**YOUR TASK**
Could you please retype all of the entries exactly as they appear?

Start of EXERCISE DATA

PR #62, opened 2017-01-27
DM-8461: Wrap pipe_tasks with pybind11

kfindeisen:
Without this import, the docstring created for `SdssCentroidTransform` uses C++ names for the parameter types rather than python names.

### DIFF
--- a/python/lsst/meas/base/baseLib.py
+++ b/python/lsst/meas/base/baseLib.py
@@ -1,5 +1,8 @@
 from __future__ import absolute_import
 
+# Needed for pybind11-generated docstrings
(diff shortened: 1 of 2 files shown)


kfindeisen:
No; as stated in the PR description, the import was needed only to get the right docstring (e.g., `lsst.afw.image._wcs.Wcs` instead of `lsst::afw::image::Wcs`). Would something like "Let pybind11 use python types in documentation" get the message across better?

r-owen:
How about putting a comment to that effect before the import. The commit message is less important, but you might as well update it to match.

kfindeisen:
Updated.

End of EXERCISE DATA

**EXPECTED ANSWER**
PR #62, opened 2017-01-27
DM-8461: Wrap pipe_tasks with pybind11

kfindeisen:
Without this import, the docstring created for `SdssCentroidTransform` uses C++ names for the parameter types rather than python names.

### DIFF
--- a/python/lsst/meas/base/baseLib.py
+++ b/python/lsst/meas/base/baseLib.py
@@ -1,5 +1,8 @@
 from __future__ import absolute_import
 
+# Needed for pybind11-generated docstrings
(diff shortened: 1 of 2 files shown)


kfindeisen:
No; as stated in the PR description, the import was needed only to get the right docstring (e.g., `lsst.afw.image._wcs.Wcs` instead of `lsst::afw::image::Wcs`). Would something like "Let pybind11 use python types in documentation" get the message across better?

r-owen:
How about putting a comment to that effect before the import. The commit message is less important, but you might as well update it to match.

kfindeisen:
Updated.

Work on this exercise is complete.